Les policiers de la BAC ont alors interpellé les deux hommes. Le commanditaire présumé a par la suite été interpellé. Il s'agit de l'un des concurrents directs de la cheffe d’entreprise.

Sa tête mise à prix à 70.000 euros

L'enquête a permis de démanteler une officine criminelle de grande envergure, qui faisait commerce de règlements de comptes, notamment dans le domaine commercial. Son commanditaire avait convenu de verser 70.000 euros pour sa tête. "Je trouve que ce n'est pas cher payé pour une vie", confie Marie-Hélène. Et de plaisanter : "Je trouve que ce n'est pas flatteur d'être estimé à 70.000 euros."

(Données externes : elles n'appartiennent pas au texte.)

Issue #164, opened 2023-04-11
`esp_tinyusb` console redirect should be gated behind VFS being enabled  (IEC-3)


dmezh:
### Answers checklist.

- [X] I have read the component documentation [ESP-IDF Components](https://components.espressif.com) and the issue is not addressed there.
- [X] I am using target and esp-idf version as defined in component's idf_component.yml
- [X] I have searched the [issue tracker](https://github.com/espressif/idf-extra-components/issues?q=is%3Aissue) for a similar issue and not found any related issue.

### Which component are you using? If you choose Other, provide details in More Information.

usb

### ESP-IDF version.

v5.0.1

### Development Kit.

Custom Board (ESP32-S3FN8)

### Used Component version.

1.1.0

### More Information.

With VFS disabled in menuconfig, `esp_tusb_init_console` eventually fails to redirect std streams and returns an error at runtime. This function should just not be available if VFS is not available. Maybe an `#ifdef CONFIG_VFS_SUPPORT...` and a note in the documentation?

tore-espressif:
Hello @dmezh , you are right, I'm sorry for the troubles.

Since this issue can be fixed with correct menuconfig option, we will fix it in upcoming esp_tinyusb update ~end of June.

dmezh:
Awesome, thank you @tore-espressif!

PR #178, opened 2023-05-18
esp_tinyusb: set cpu core affinity of tinyusb default task

esp-saurabhbansal:
1. This change is to set the CPU core affinity to Tinyusb Task.
If the task is not pinned we often see lost packets if the system is put under stress.

2. cdc console feature is enabled only when VFS is enabled.
This is done by compiling the console feature related files only when VFS option is enabled.
If VFS is not enabled, compile error will be thrown. So, it will avoid runtime failure.
Closes https://github.com/espressif/idf-extra-components/issues/164

### DIFF
--- a/usb/esp_tinyusb/include/tinyusb.h
+++ b/usb/esp_tinyusb/include/tinyusb.h
@@ -34,6 +34,10 @@ typedef struct {
     const uint8_t *configuration_descriptor;   /*!< Pointer to a configuration descriptor. If set to NULL, TinyUSB device will use a default configuration descriptor whose values are set in Kconfig */
     bool self_powered;                         /*!< This is a self-powered USB device. USB VBUS must be monitored. */
     int vbus_monitor_io;                       /*!< GPIO for VBUS monitoring. Ignored if not self_powered. */
+    bool no_background_task;                   /*!< When set to false, background task handling tinyusb events is created. */
+    size_t task_priority;                      /*!< Task priority of created background tinyusb task */
+    size_t stack_size;                         /*!< Stack size of crated background tinyusb task */
+    BaseType_t core_id;                        /*!< Select core on which background tinyusb task will run or tskNO_AFFINITY  */
 } tinyusb_config_t;
 
 /**
--- a/usb/esp_tinyusb/tinyusb.c
+++ b/usb/esp_tinyusb/tinyusb.c
@@ -25,6 +25,9 @@ esp_err_t tinyusb_driver_install(const tinyusb_config_t *config)
     const tusb_desc_device_t *dev_descriptor;
     const char **string_descriptor;
     int string_descriptor_count = 0;
+    size_t task_priority = 0;
+    size_t stack_size = 0;
+    BaseType_t core_id = 0;
     const uint8_t *cfg_descriptor;
     ESP_RETURN_ON_FALSE(config, ESP_ERR_INVALID_ARG, TAG, "Config can't be NULL");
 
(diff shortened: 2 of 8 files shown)


esp-saurabhbansal:
@tore-espressif @roma-jam @Dazza0 
Please check this change.

tore-espressif:
@esp-saurabhbansal Thank you for the PR, I was thinking about making all the task related configs (stack size, affinity, priority) run-time configurable by extending `tinyusb_config_t`. With backward compatibility.

What do you think?

usb/esp_tinyusb/tusb_tasks.c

Concernant son commanditaire, elle considère que leurs relations "n'étaient pas bonnes depuis longtemps". "Il y avait eu des échanges verbaux un peu haut en couleur, mais il n'y a jamais eu des menaces." Pour arriver à ses fins, le donneur d'ordre a fait appel à des militaires rattachés à la DGSE qu'il rencontre dans une loge maçonnique de Puteaux. 

Marie-Hélène n'est pas la seule victime de cette affaire. D'autres projets sanglants menés par cette officine privée ont été découverts lors de l'enquête.